PR #2610, opened 2024-09-14
fix siplib build on Windows

DietmarSchwertberger:
When trying to build 4.2.2 with Python 3.12 on Windows 64 bit, I got an error when siplib was linked.
The symbol `sipSetBool` was missing.

The generated `sip\siplib\setup.py` has these lines, but the file content is not used when building with waf:
```
if sys.platform == 'win32':
    module_src.append('bool.cpp')
```

This PR adds `bool.cpp` also to `wscript`.

### DIFF
--- a/wscript
+++ b/wscript
@@ -9,6 +9,7 @@
 
 import sys
 import os
+import glob
 import setuptools
 
 try:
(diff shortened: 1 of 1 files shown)


swt2c:
bool.cpp was removed in sip 6.8.5.  Is there some reason you can't use sip 6.8.5?

DietmarSchwertberger:
Thanks. This was not intentional. I thought build.py would check for correct prerequisites?

swt2c:
> Thanks. This was not intentional. I thought build.py would check for correct prerequisites?

It does for some things that it depends on (like doxygen and waf) but not for python dependencies, unfortunately as those kind of need to be installed outside of its purview.  We could probably do something like that if we add a pyproject.toml, but that would mostly work for the <build from sdist case> but I'm not sure about using build.py directly.

PR #2617, opened 2024-10-01
Fix problems identified by dependabot

HelioGuilherme66:
Changes versions of modules with vulnerabilities issues identified by `dependabot`on my fork.


swt2c:
I'm thinking probably we'll hold off on this for especially for Jinja2 and markupsafe.  Those are both used for docs and I had a hard time finding compatible versions when I built docs for 4.2.2, so I'd rather leave it alone and get rid of those pins when I get a newer sphinx working correctly.

swt2c:
This has been resolved by #2695.

PR #2673, opened 2025-01-15
CI: only build the oldest and newest Pythons on PRs

swt2c:
It seems a bit excessive and unnecessary to build for all Pythons on every PR.  Still build for all Pythons on commits.

### DIFF
--- a/.github/workflows/ci-build.yml
+++ b/.github/workflows/ci-build.yml
@@ -113,6 +113,10 @@ jobs:
             architecture: x86
           - os: macos-13
             architecture: x86
+          # Only build oldest and newest Pythons on PRs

-- -- --

WORK TASK: All of the data above must be retyped exactly.

ANSWER TO THIS TASK:
PR #2610, opened 2024-09-14
fix siplib build on Windows

DietmarSchwertberger:
When trying to build 4.2.2 with Python 3.12 on Windows 64 bit, I got an error when siplib was linked.
The symbol `sipSetBool` was missing.

The generated `sip\siplib\setup.py` has these lines, but the file content is not used when building with waf:
```
if sys.platform == 'win32':
    module_src.append('bool.cpp')
```

This PR adds `bool.cpp` also to `wscript`.

### DIFF
--- a/wscript
+++ b/wscript
@@ -9,6 +9,7 @@
 
 import sys
 import os
+import glob
 import setuptools
 
 try:
(diff shortened: 1 of 1 files shown)


swt2c:
bool.cpp was removed in sip 6.8.5.  Is there some reason you can't use sip 6.8.5?

DietmarSchwertberger:
Thanks. This was not intentional. I thought build.py would check for correct prerequisites?

swt2c:
> Thanks. This was not intentional. I thought build.py would check for correct prerequisites?

It does for some things that it depends on (like doxygen and waf) but not for python dependencies, unfortunately as those kind of need to be installed outside of its purview.  We could probably do something like that if we add a pyproject.toml, but that would mostly work for the <build from sdist case> but I'm not sure about using build.py directly.

PR #2617, opened 2024-10-01
Fix problems identified by dependabot

HelioGuilherme66:
Changes versions of modules with vulnerabilities issues identified by `dependabot`on my fork.


swt2c:
I'm thinking probably we'll hold off on this for especially for Jinja2 and markupsafe.  Those are both used for docs and I had a hard time finding compatible versions when I built docs for 4.2.2, so I'd rather leave it alone and get rid of those pins when I get a newer sphinx working correctly.

swt2c:
This has been resolved by #2695.

PR #2673, opened 2025-01-15
CI: only build the oldest and newest Pythons on PRs

swt2c:
It seems a bit excessive and unnecessary to build for all Pythons on every PR.  Still build for all Pythons on commits.

### DIFF
--- a/.github/workflows/ci-build.yml
+++ b/.github/workflows/ci-build.yml
@@ -113,6 +113,10 @@ jobs:
             architecture: x86
           - os: macos-13
             architecture: x86
+          # Only build oldest and newest Pythons on PRs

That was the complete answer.